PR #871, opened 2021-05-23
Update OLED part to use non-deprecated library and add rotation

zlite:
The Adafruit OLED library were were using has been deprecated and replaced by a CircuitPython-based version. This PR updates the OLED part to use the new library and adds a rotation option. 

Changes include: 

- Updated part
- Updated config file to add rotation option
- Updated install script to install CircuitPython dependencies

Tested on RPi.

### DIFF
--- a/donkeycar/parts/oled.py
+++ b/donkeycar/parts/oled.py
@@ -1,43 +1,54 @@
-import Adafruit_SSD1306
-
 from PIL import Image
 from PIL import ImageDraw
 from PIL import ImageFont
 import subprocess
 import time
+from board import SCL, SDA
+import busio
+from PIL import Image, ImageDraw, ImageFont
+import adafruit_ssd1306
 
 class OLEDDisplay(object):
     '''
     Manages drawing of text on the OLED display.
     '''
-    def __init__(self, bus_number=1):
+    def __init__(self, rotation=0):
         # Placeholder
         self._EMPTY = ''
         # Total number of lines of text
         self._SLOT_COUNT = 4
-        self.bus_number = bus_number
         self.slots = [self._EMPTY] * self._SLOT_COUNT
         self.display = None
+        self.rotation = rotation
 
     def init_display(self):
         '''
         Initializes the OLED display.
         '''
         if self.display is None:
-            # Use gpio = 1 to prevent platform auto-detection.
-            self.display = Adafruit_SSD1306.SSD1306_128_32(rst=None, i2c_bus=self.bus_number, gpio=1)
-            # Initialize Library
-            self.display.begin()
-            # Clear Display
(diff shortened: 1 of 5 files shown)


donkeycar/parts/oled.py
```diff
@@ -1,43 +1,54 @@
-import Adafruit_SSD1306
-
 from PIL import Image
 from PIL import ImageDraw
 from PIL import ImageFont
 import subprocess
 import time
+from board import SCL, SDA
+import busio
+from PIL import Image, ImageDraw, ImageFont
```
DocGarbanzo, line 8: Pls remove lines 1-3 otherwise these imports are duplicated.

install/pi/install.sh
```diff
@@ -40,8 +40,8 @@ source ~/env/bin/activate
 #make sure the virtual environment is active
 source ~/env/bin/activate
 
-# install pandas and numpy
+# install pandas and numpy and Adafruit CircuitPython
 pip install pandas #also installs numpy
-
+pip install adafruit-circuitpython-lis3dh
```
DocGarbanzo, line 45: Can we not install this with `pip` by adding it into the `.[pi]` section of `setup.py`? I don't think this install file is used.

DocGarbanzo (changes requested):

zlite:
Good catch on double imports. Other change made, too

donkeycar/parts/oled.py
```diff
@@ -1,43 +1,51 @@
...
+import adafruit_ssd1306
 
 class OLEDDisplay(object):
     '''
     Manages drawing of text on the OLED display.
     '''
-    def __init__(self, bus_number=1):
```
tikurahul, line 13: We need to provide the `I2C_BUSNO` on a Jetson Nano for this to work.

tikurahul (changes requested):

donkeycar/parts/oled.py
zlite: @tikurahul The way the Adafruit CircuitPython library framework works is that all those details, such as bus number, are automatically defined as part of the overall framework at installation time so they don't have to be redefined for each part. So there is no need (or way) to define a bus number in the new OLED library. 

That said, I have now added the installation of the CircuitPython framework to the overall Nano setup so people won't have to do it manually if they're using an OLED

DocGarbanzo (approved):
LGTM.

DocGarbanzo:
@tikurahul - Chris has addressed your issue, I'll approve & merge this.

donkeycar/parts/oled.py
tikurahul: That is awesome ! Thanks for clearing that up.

* * * *

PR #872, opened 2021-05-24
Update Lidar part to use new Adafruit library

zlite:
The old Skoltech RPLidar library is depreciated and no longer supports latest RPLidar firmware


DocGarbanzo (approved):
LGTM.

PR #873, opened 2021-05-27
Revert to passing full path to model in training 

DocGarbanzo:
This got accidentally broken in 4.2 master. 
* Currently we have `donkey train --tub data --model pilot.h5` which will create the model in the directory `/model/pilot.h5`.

* * * *

* Exercise aim:
In your answer, include only the lines above starting at the line that holds "PR #871, opened 2021-05-23" and ending at the line that holds "--- a/donkeycar/parts/oled.py", copied exactly.

* Response to this exercise:
PR #871, opened 2021-05-23
Update OLED part to use non-deprecated library and add rotation

zlite:
The Adafruit OLED library were were using has been deprecated and replaced by a CircuitPython-based version. This PR updates the OLED part to use the new library and adds a rotation option. 

Changes include: 

- Updated part
- Updated config file to add rotation option
- Updated install script to install CircuitPython dependencies

Tested on RPi.

### DIFF
--- a/donkeycar/parts/oled.py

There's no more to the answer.